12 of 205 comments (clear)

  1. Software *may* come bundled... by AdamHaun · · Score: 4

    If you read the article more carefully, you'll see that this guy has been "ex"-NSA for a long time. He probably has no idea of what the current position on software is inside the agency itself. If he did, he certainly wouldn't be allowed to release it.

    If anyone has any actual hard evidence for or against NSA backdoors in commercial software, I'd be very interested in seeing it. Meanwhile, it looks like we'll have to put up with the usual conspiracy stuff.

    --
    Visit the
  2. Too much room for abuse by Gurlia · · Score: 5

    *sigh* I can understand why the NSA wants to be able to monitor Internet traffic. National security and all that.

    BUT.

    There is wayyy too much room for abuse.
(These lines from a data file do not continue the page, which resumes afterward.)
PR #306, opened 2021-10-28
refactor: replace hooks with template handler

zaro0508:
Sceptre has template handlers[1] now so we can abandon the use of
hooks in favor of the http template handler to get templates
from our shared template repository. This is only to update
scipool accounts.

[1] https://sceptre.cloudreach.com/dev/docs/template_handlers.html#template-handlers

### DIFF
--- a/sceptre/scipool/config/bmgfki/AccountAlertTopics.yaml
+++ b/sceptre/scipool/config/bmgfki/AccountAlertTopics.yaml
@@ -1,4 +1,6 @@
-template_path: "remote/AccountAlertTopics.yaml"
+template:
+  type: http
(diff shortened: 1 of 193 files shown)


brucehoff (approved):

zaro0508:
> Look great!! I noticed that they do have an S3 type where you can set the bucket/key and it would use the same credentials that are used to run sceptre: do you think that it would be worth switching? I'm not sure if there is added value as all of our templates are accessible through a web server? (are they public?)

no, not worth switching because yes, all our templates are indeed public.   We would need to use the S3 type if we wanted to make our templates private.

    1. You have the problem of who guards the guardians. The backdoors are OK as long as the NSA can be trusted not to abuse them by exploiting them when not appropriate. But can you trust the guardians? Who guards the guardians?
    2. You have the problem of leaked information -- how do you know whether some terrorist group or something like that has obtained leaked information about these backdoors? They could be abusing these backdoors to their own ends.
    3. OK, the terrorist part may be overly paranoid. But what stops people from exploiting these backdoors to, say, violate your privacy by keeping logs of what websites you visit?
    4. If things like this become too popular, we might see the day when we're required to only use software that has these backdoors...

    I, for one, wouldn't want my software to be sending data to NSA or any other place without my knowing.
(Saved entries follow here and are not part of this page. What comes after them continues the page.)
PR #310, opened 2021-11-02
[IT-1478] deploy cost anomaly detector services

zaro0508:
Setup AWS cost anomaly detection on every account to get notifications
of unforeseen cost changes.  Notifications are sent to account owner email
lists.  This will hopefully help prevent situations where accounts are racking
up big costs without anybody knowing.

depends on https://github.com/Sage-Bionetworks/aws-infra/pull/325

### DIFF
--- a/org-formation/050-costs/_tasks.yaml
+++ b/org-formation/050-costs/_tasks.yaml
@@ -1,0 +1,18 @@
+Parameters:
+  <<: !Include '../_parameters.yaml'
+
+AnomalyDetectorServices:
+  Type: update-stacks
+  Template: https://raw.githubusercontent.com/Sage-Bionetworks/aws-infra/v0.3.3/templates/Cost/anomaly-detector-services.yaml
+  StackName: !Sub '${resourcePrefix}-anomaly-detector-services'
+  DefaultOrganizationBinding:
+    IncludeMasterAccount: true
+    Account: '*'
+    Region: !Ref primaryRegion
+  Parameters:
+    Subscribers: [
+      {
+        "Type": "EMAIL",
+        "Address": !GetAtt CurrentAccount.RootEmail
+      }
+    ]
--- a/org-formation/050-costs/_tasks.yaml
+++ b/org-formation/050-costs/_tasks.yaml
@@ -1,18 +1,13 @@
 Parameters:
   <<: !Include '../_parameters.yaml'
 
-AnomalyDetectorServices:
+AnomalyDetectorService:
   Type: update-stacks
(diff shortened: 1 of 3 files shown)


brucehoff (approved):

org-formation/050-costs/_tasks.yaml
```diff
@@ -0,0 +1,13 @@
...
+
+AnomalyDetectorService:
+  Type: update-stacks
+  Template: https://raw.githubusercontent.com/Sage-Bionetworks/aws-infra/v0.3.3/templates/Cost/anomaly-detector-service.yaml
+  StackName: !Sub '${resourcePrefix}-anomaly-detector-service'
+  DefaultOrganizationBinding:
+    IncludeMasterAccount: true
+    Account: '*'
+    Region: !Ref primaryRegion
+  Parameters:
```
BrunoGrandePhD, line 12: Do you know if the daily reports (the [current default value](https://github.com/Sage-Bionetworks/aws-infra/blob/master/templates/Cost/anomaly-detector-service.yaml#L9-L16) for the `Frequency` parameter) are sent regardless if there was a triggering event? I just don't want the root emails being spammed with empty reports.

BrunoGrandePhD, line 12: Is there a way of setting the `Threshold` parameter on a per-account basis? Like what's currently being done with the budget alerts.

zaro0508: I  believe notifications will only trigger when the `threshold` is exceeded.. 
 https://docs.aws.amazon.com/AWSCloudFormation/latest/UserGuide/aws-resource-ce-anomalysubscription.html#cfn-ce-anomalysubscription-threshold

zaro0508: Do you mean per AWS account or per IAM account?  My understanding is this will monitor per AWS service in each AWS account.

BrunoGrandePhD: Sorry, I was referring to each account deployed in organizations-infra. Or is this monitor set once on the parent account (_i.e._ the account at the head of the AWS Organization) and cannot be tailored for member accounts (_i.e._ individual accounts in the AWS Organization, like nextflow-prod and nextflow-dev)?

BrunoGrandePhD: Got it!

zaro0508 (commented):
darn you GH!

org-formation/050-costs/_tasks.yaml
BrunoGrandePhD: That's good to know. I'll have to see how sensitive the Cost Anomaly Detection is before adjusting the threshold for the Nextflow AWS accounts.

BrunoGrandePhD (approved):

PR #316, opened 2021-11-12
Setup admin access to scicomp

zaro0508:
We setup AWS SSO to allow JC users to access the AWS Scicomp account with
admin privileges.  This is to allow the IT team to manage Scicomp.


zaro0508:
This is not needed. admin for Scicomp is already setup

PR #317, opened 2021-11-14
[SC-306] Scheduled jobs VPC

zaro0508:
Create a VPC for the SC scheduled jobs product.  The idea is to allow
docker images to run on instances in an isolated network.

We use the Mini VPC which will allow batch to run up to 28 jobs in parallel.


brucehoff (commented):
You say

> We use the Mini VPC which will allow batch to run up to 28 jobs in parallel.

How is the VPC shared?  If each provisioned product has its own VPC then allowing up to 28 jobs seems reasonable.  If the entire Service Catalog shares one VPC then it seems too restrictive.

zaro0508:
> How is the VPC shared?

All script runner instances share a VPC in the SC.  

>  If each provisioned product has its own VPC then allowing up to 28 jobs seems reasonable. If the entire Service Catalog shares one VPC then it seems too restrictive.

It's currently the latter approach.  What makes you think that it's too restrictive?  If there are two many cron jobs to run at the same time batch will put the jobs in a queue and run the cron job as the queue winds down.

brucehoff:
> > How is the VPC shared?
> 
> All script runner instances share a VPC in the SC.
> 
> > If each provisioned product has its own VPC then allowing up to 28 jobs seems reasonable. If the entire Service Catalog shares one VPC then it seems too restrictive.
> 
> It's currently the latter approach. What makes you think that it's too restrictive? If there are two many cron jobs to run at the same time batch will put the jobs in a queue and run the cron job as the queue winds down.

How does the script runner product use Batch?  If 30 users run 30 SC Batch products, is there some central/shared queue that tells some of the script runners to wait?

brucehoff (approved):

PR #321, opened 2021-11-22
Update all accounts with S3 read access

zaro0508:
This will include changes in PR https://github.com/Sage-Bionetworks/aws-infra/pull/326
which will allow S3 read access to all regions.  This will be applied
to all AWS accounts in our ORG.

depends on https://github.com/Sage-Bionetworks/aws-infra/pull/326


brucehoff (approved):
Bruno should also review before merging.

BrunoGrandePhD (approved):
Thanks!

brucehoff (approved):

xschildw (approved):

PR #324, opened 2021-12-03
[IT-1549] Fix AWS config logging to logcentral account

zaro0508:
AWS Config from strides account wasn't logging to logcentral
account due to missing permissions.  We also need to give
strides account permissions to write to the central s3 config
bucket in logcentral account.

We are following the pattern established by org-formation which
does work as expected. org-formation patter is defined in
[ConfigurationRecorderRole](https://raw.githubusercontent.com/Sage-Bionetworks/aws-infra/master/templates/Config/config.yaml)

### DIFF
--- a/sceptre/strides/templates/aws-config.yaml
+++ b/sceptre/strides/templates/aws-config.yaml
@@ -73,10 +73,14 @@ Resources:
           Statement:
           - Effect: Allow
             Action: s3:GetBucketAcl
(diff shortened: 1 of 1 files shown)


brucehoff (approved):

ahayden (approved):
Should work as long as ${LogCentralBucket} is the Cloudtrail target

    I'm glad that Open Source is where it's at today. It would be our worst nightmares if Open Source hadn't gained enough widespread acceptance and entities like the NSA lobby for outlawing Open Source software for "security reasons". I mean, it's very conceivable that your local ISP will only grant you access if you install their proprietary software which contains who knows what kinds of backdoors. Good thing open source systems like Linux is so widely available, and not locked into any proprietary vendor, so that ISPs *have* to allow for users to not use their software.

    Thank God for open source software...

    OTOH, I think NSA is shooting themselves in the foot. Foreign goverments aren't gonna put up with this backdoor nonsense in *their* software. So open source is going to become even more attractive, which will be good for all of us.
    ---

    --
    mikre he sophia he tou Mikrosophou.
    1. Re:Too much room for abuse by John+Jorsett · · Score: 5
      I have a question. Does it really matter if they watch you? There are laws covering what they can and cannot use as evidence agianst you. If they had a folder of you doing subversive freaky things....so what? They can't use it unless they had a reason to suspect you in the first place.

      There's a doctrine in U.S. case law, articulated by the Supreme Court as "Fruit of the poisoned tree". It means that you can't use evidence obtained illegally as the reason for going in and collecting legitmate evidence. If you don't know that they're collecting data and you send email talking about your marijuana farm and then the DEA is tipped off (by an 'anonymous' source), this would be a violation of that doctrine, but you'd never be able to prove it.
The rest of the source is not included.